→ RECORDED DATA
PR #2761, opened 2019-02-05
add is_list builtin

MichaelPFrey:
partially addressing #1584, but mainly addressing the mailing list thread "A warning too far?":

> WARNING: length() parameter could not be converted, in file global.scad, line 104
> v = is_undef(len(d)) ? [0, 0, d] : d;
> I think this is the standard OpenSCAD idiom to test if a parameter is a vector or a scalar. Is there any other way to do it?
> I think it is sufficient that taking the length of a scalar gives undef and using undef other than in is_undef() gives a warning, so you can't do it accidentally.

### DIFF
--- a/src/func.cc
+++ b/src/func.cc
@@ -955,6 +955,22 @@ ValuePtr builtin_is_undef(const Context *ctx, const EvalContext *evalctx)
 	return ValuePtr::undefined;
 }
 
+ValuePtr builtin_is_list(const Context *ctx, const EvalContext *evalctx)
+{
+	if (evalctx->numArgs() == 1) {
+		ValuePtr v = evalctx->getArgValue(0);
+		if (v->type() == Value::ValueType::VECTOR){
+			return ValuePtr(true);
+		}else{
+			return ValuePtr(false);
+		}
+	}else{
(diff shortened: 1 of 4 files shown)


nophead:
This still isn't a complete replacement because len(x) is also not undef for a string .  So len(x) != undef really means is x index-able.

I think it was possible to differentiate between all the possible types without generating a warning before using some clever tricks.

The cheatsheet is going to get bigger!

MichaelPFrey:
> This still isn't a complete replacement because len(x) is also not undef for a string .

Good point - is_string will be next on the list.


> The cheatsheet is going to get bigger!

Yeah, that is one of the prices to pay for the new warnings. I think making things more formal will help newcomers and increase readability - but the biggest price is, that complex scripts and libraries need to be reworked.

→ PROBLEM TO WORK ON
Each line above must be reproduced exactly.

→ ANSWER TO THE EXERCISE
PR #2761, opened 2019-02-05
add is_list builtin

MichaelPFrey:
partially addressing #1584, but mainly addressing the mailing list thread "A warning too far?":

> WARNING: length() parameter could not be converted, in file global.scad, line 104
> v = is_undef(len(d)) ? [0, 0, d] : d;
> I think this is the standard OpenSCAD idiom to test if a parameter is a vector or a scalar. Is there any other way to do it?
> I think it is sufficient that taking the length of a scalar gives undef and using undef other than in is_undef() gives a warning, so you can't do it accidentally.

### DIFF
--- a/src/func.cc
+++ b/src/func.cc
@@ -955,6 +955,22 @@ ValuePtr builtin_is_undef(const Context *ctx, const EvalContext *evalctx)
 	return ValuePtr::undefined;
 }
 
+ValuePtr builtin_is_list(const Context *ctx, const EvalContext *evalctx)
+{
+	if (evalctx->numArgs() == 1) {
+		ValuePtr v = evalctx->getArgValue(0);
+		if (v->type() == Value::ValueType::VECTOR){
+			return ValuePtr(true);
+		}else{
+			return ValuePtr(false);
+		}
+	}else{
(diff shortened: 1 of 4 files shown)


nophead:
This still isn't a complete replacement because len(x) is also not undef for a string .  So len(x) != undef really means is x index-able.

I think it was possible to differentiate between all the possible types without generating a warning before using some clever tricks.

The cheatsheet is going to get bigger!

MichaelPFrey:
> This still isn't a complete replacement because len(x) is also not undef for a string .

Good point - is_string will be next on the list.


> The cheatsheet is going to get bigger!

Yeah, that is one of the prices to pay for the new warnings. I think making things more formal will help newcomers and increase readability - but the biggest price is, that complex scripts and libraries need to be reworked.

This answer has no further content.